Шрифт:
Интервал:
Закладка:
Не знаю, может быть, говорит во мне пристрастие, но мне кажется, что в его стихах 7-го года больше лиризма, меньше, чем обычно, назойливого мудрствования, меньше фанфар. В кругах символистов недолюбливали его поэзию 8: все сделано складно, но чего-то чересчур, чего-то не хватает...
Помню, долгие сидения за утренним чайным столом на террасе. Стихи новейших французов сменяются его стихами, потом сестриными, рассказами о его странствиях по Испании, Майорке, эпизодами из жизни парижской богемы... Горничная убирает посуду, снимает скатерть, с которой мы поспешно сбрасываем себе на колени книги и тетради. Приносится корзина с черешнями - черешни съедаются. Потом я бегу на кухню и приношу кринку парного молока. Волошин с сомнением косится на молоко (у них, в солончаковом Коктебеле, оно не водилось), как будто это то, которое в знойный полдень Полифем надоил от своих коз. И вот он пересказывает нам - не помню уже чью, какого-то из неосимволистов - драму: жестикулируя, короткой по росту рукой, приводит по-французски целые строфы о Полифеме и Одиссее.

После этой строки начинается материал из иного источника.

PR #8160, opened 2023-02-26
Fix/reset progress bar

amtins:
## Description

When `player.reset` is called the `load-progress-bar`, `seek-bar` and `current-time-display` components are not correctly reset.

Screenshot from 2023-02-26 20-21-47

## Specific Changes proposed

Adds the missing UI components to the `resetProgressBar_` method so that they are properly reset.

## Requirements Checklist
  - [ ] Docs/guides updated


amtins:
I also tried to use a unit test to add the test coverage, but it seems that the test below does not do what it says it does 😅
https://github.com/videojs/video.js/blob/54830cdd0e347d0d362dde11f2d1cebbb5b7b664/test/unit/reset-ui.test.js#L5-L20

From PR #5684 release in version [v7.5.0](https://github.com/videojs/video.js/releases/tag/v7.5.0)

src/js/player.js
```diff
@@ -3530,6 +3540,14 @@ class Player extends Component {
     if (remainingTimeDisplay) {
       remainingTimeDisplay.updateContent();
     }
+
+    if (seekBar) {
+      seekBar.update();
+    }
+
+    if (seekBar && seekBar.loadProgressBar) {
```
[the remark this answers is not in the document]
amtins: I just pushed the modification

amtins:
> Definitely a good catch! It would be worth either rewriting this unit test or writing new tests for all the functionality you've added

@usmanonazim Thank you for taking the time to review this PR. I will try to add the test coverage this weekend.

test/unit/reset-ui.test.js
```diff
@@ -1,21 +1,81 @@
...
   player.resetProgressBar_();
-  assert.equal(
-    player.controlBar.progressControl.seekBar.playProgressBar.el().offsetWidth, 0,
-    'progress bar is reset to width 0%'
-  );
-  assert.equal(
-    player.currentTime(), 0,
-    'player current time is 0'
-  );
+  player.duration(0);
```
usmanonazim, line 55: question: is there a reason that duration is set to 0 here? 

I think it would make more sense if the player had a duration of more than 0  so that the tests show `resetProgressBar_` works with a duration of more than 0.

usmanonazim (commented):
Looks good! Just had a question about the test 😁

test/unit/reset-ui.test.js
amtins: @usmanonazim thank you for your feedback 👍🏽 

> question: is there a reason that duration is set to 0 here?

Yes, the main reason is that we test directly the function `resetProgressBar_`. The time reset is done by the function `reset`, that will eventually call [`Html5.resetMediaElement`](https://github.com/videojs/video.js/blob/2a99a7824ea175836249a4044c1d530cce174e08/src/js/tech/html5.js#L1356-L1382) which will cause a reset of `durationDisplay`. This means that in this test case the time must be reset manually otherwise the duration will be `40` see:

https://github.com/amtins/video.js/blob/9d58ef7d8b9bb445b38d6f626b7c613d602a730e/test/unit/reset-ui.test.js#L16

> I think it would make more sense if the player had a duration of more than 0 so that the tests show resetProgressBar_ works with a duration of more than 0.

I'm not quite sure I understand. The `resetProgressBar_` function calling the `durationDisplay.updateContent` if the duration value is not zero then the component will not be reset. 
https://github.com/videojs/video.js/blob/2a99a7824ea175836249a4044c1d530cce174e08/src/js/control-bar/time-controls/duration-display.js#L69-L74

src/js/player.js
```diff
@@ -3521,7 +3521,17 @@ class Player extends Component {
   resetProgressBar_() {
     this.currentTime(0);
```
amtins, line 3522: Do we really need to do this since the call to `el.load()` will reset everything ?
https://github.com/videojs/video.js/blob/2a99a7824ea175836249a4044c1d530cce174e08/src/js/tech/html5.js#L1356-L1382

test/unit/reset-ui.test.js
usmanonazim: Ahh I see thank you for the explanation! Ignore the second part of my comment I was getting a little confused with the way the reset worked.

src/js/player.js
usmanonazim: It might not be necessary to call `this.currentTime(0)` but I'm not 100% sure about that so I'd be happy still keeping that in the `resetProgressBar_` fn

usmanonazim (approved):
Looks good to me! 🥳

amtins:
@usmanonazim thanks again for your review. 👍🏽

PR #8164, opened 2023-02-27
fix: use next-7 instead of next for 7x during npm publish

dzianis-dashkevich:
change publish tag to next-7 for 7x


gkatsev (approved):
Should use `chore:` rather than `fix`, since this is build-related stuff

PR #8174, opened 2023-03-06
fix(lang): Add strings for skip buttons

mister-ben:
## Description
Adds translations for skip buttons, from [mister-ben/videojs-seek-buttons](https://github.com/mister-ben/videojs-seek-buttons)


usmanonazim (commented):
Is there a specific tool we rely on to get the translations? or are there translators that help and give us the translations?

mister-ben:
We just rely on the contributions we get organically from Video.js users willing to contribute currently. We do need to look into this proposal from Wikipmedia #8004

usmanonazim (approved):
LGTM - thank you 😁

PR #8182, opened 2023-03-08
fix: improved accessibility for time display

brayden-wood:
This change is to remove the aria-live attribute from time display elements. The aria-live attribute is no longer needed since the presentation role was added. Both attributes being present can lead to unexpected screen reader behavior. Fixes issue #8143

## Description
This PR fixes the accessibility bug described in https://github.com/videojs/video.js/issues/8143

## Specific Changes proposed
Remove aira-live attribute from time display elements in the player. This attribute was originally added to prevent screen readers from announcing every time change, but later, role="presentation" was added. The presentation role will hide the element from the screen reader all together, so aria-live is no longer needed.

## Requirements Checklist
  - [ ] Docs/guides updated

### DIFF
--- a/src/js/control-bar/time-controls/time-display.js
+++ b/src/js/control-bar/time-controls/time-display.js
@@ -57,13 +57,11 @@ class TimeDisplay extends Component {
     this.contentEl_ = Dom.createEl('span', {
       className: `${className}-display`
     }, {
-      // tell screen readers not to automatically read the time as it changes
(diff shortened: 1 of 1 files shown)


gkatsev (approved):
Makes sense to me. @OwenEdwards did you have anything to add on this?

misteroneill (approved):
This checks out, thanks for submitting a PR!

PR #8203, opened 2023-03-21
fix: hide menu items on click after hover

usmanonazim:
## Description
This change fixes an issue where hovering over the menu button and then clicking it would not hide the menu items.

## Specific Changes proposed
- Set button pressed to true on `mouseenter` for a `MenuButton` so that clicking has the expected functionality 
- Add tests around `mouseenter` and `mouseleave` fns for a `MenuButton`

## Requirements Checklist
  - [ ] Docs/guides updated


gkatsev:
This breaks the "lock showing" feature when you press the menu-button itself, and then the menu stays visible even as you no longer hover over it. The menu will show on hover, and then the click will now hide the menu.

misteroneill (changes requested):
Gary's correct, the behavior is by design. Was this reported as a bug somewhere?

usmanonazim:
> Gary's correct, the behavior is by design. Was this reported as a bug somewhere?

Yeah in a BC ticket, but looks it was BC css causing the bug - closing this PR :)

PR #8220, opened 2023-03-30
7.8.x

Codinplus31:
I don't know if you have notice but order video player like YouTube,vlc and more if you click on fullscreen on phone and if the video width is above the the video height in size the orientation should be landscape but instead is portrait then in a case where is the video height is above the video width it should be portrait, I have fix this problem in my video player I think you should do the same as well or add it as a new feature.
This is the code:
  
if(video.requestFullscreen){
    video.requestFullscreen();

if (video.videoHeight < video.videoWidth){
 
    if (screen.orientation.lock && screen.orientation) {
      screen.orientation.lock("landscape")
    }
 
  
}
  
  }

### DIFF
--- a/CHANGELOG.md
+++ b/CHANGELOG.md
@@ -1,3 +1,10 @@
+<a name="7.8.4"></a>
+## [7.8.4](https://github.com/videojs/video.js/compare/v7.8.3...v7.8.4) (2020-07-08)
+
+### Bug Fixes
+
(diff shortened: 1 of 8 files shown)


misteroneill:
I think this was maybe meant as an issue report?

Codinplus31:
Yes it was

Codinplus31:
I will know how to fix it I just need to understand your code

PR #8224, opened 2023-03-31
doc: add GOVERNANCE.md

misteroneill:
This adds a governance document based on discussions from within Brigthcove and current TSC members.

Reviews should be by TSC members specifically, please.


misteroneill:
Moving to another repo.

PR #8225, opened 2023-04-04
Fix ts imports

mister-ben:
## Description
The typedef import syntax we had to introduce for tsc output isn't compatible with jsdoc itself, see e.g. https://github.com/jsdoc/jsdoc/issues/1645 . This is breaking the `docs:api` task. 

## Specific Changes proposed
Adds a jsdoc plugin to transform the import syntax to be understood by jsdoc.
Fixes a few other errors in jsdoc.

## Requirements Checklist

### DIFF
--- a/.jsdoc.json
+++ b/.jsdoc.json
@@ -21,7 +21,7 @@
           "class": "link-vjs"
         },
         {
-          "title": "v8.0.2 source",
+          "title": "v8.2.1 source",
           "link": "https://github.com/videojs/video.js",
           "class": "link-gh"
         },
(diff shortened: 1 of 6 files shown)


gkatsev (approved):

mister-ben:
Hmm, it's outputting filenames like `module-videojs-videojs.html#.AudioTrack`, `global.html#TextTrackMenuItem`

mister-ben:
Moved all the type imports inline, has resolved the build errors and netlify output.

misteroneill (approved):

PR #8232, opened 2023-04-07
fix: audio description track doesn't have icon on Safari browser

gjanblaszczyk:
On Firefox/Chrome browser the HLS stream that contains an audio track with a description show AD icon in the menu list.
image
However, The same stream on Safari doesn't have the AD icon.

## Description
Safari without VHS (in native mode) creates an audio track with a `kind` attribute value equal to "description". 
Unfortunately, video.js handles track kind attribute value equal to "main-desc" only. 

## Specific Changes proposed
Add support for `kind: "description"`

## Requirements Checklist
  - [ ] Docs/guides updated

### DIFF
--- a/src/css/components/_audio.scss
+++ b/src/css/components/_audio.scss
@@ -2,13 +2,15 @@
   @extend .vjs-icon-audio;
 }
 
+.video-js .vjs-audio-button + .vjs-menu .vjs-description-menu-item .vjs-menu-item-text .vjs-icon-placeholder,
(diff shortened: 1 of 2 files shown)


Sindhuja365 (approved):

Sindhuja365 (approved):

mister-ben (approved):
Not sure why the mixed content in the legacy docs is flagged for this PR in particular, but it's unrelated to the change.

В театре Расина античность являлась подмороженной, припудренной инеем. А вот Волошин воспринял ее в ядовитом оперении позднего французского декаданса. Все вообще до него дошло, приперченное французским esprit *. Ему любы чеканные формулировки, свойственные латинскому духу: например, надпись на испанском мече: "No! No! Si! Si!" ** - не потому ли, что сам он никогда ничему не скажет "нет"? Восполняя какую-то недохватку в себе, он в музеях заглядывался на орудия борьбы, убийства, даже пытки.
Подмечаю, как, рассказывая о своей беседе с Реми де Гурмоном 9, тонким эссеистом и языковедом, он с особенным вкусом останавливается на обезображенном виде его: лицо изъедено волчанкой, обмотано красной тряпкой, в заношенном халате, среди пыльных ворохов бумаг - таким он увидел этого изысканнейшего эстета. Парадоксальность в судьбе человека всегда манит его. В судьбе человека - в судьбе народов, потому что Волошин с легкостью переходил на широкие исторические обобщения. Заговариваем о революции - ведь так недавно еще 5-й год, так тревожит душу, не сумевшую охватить, понять его...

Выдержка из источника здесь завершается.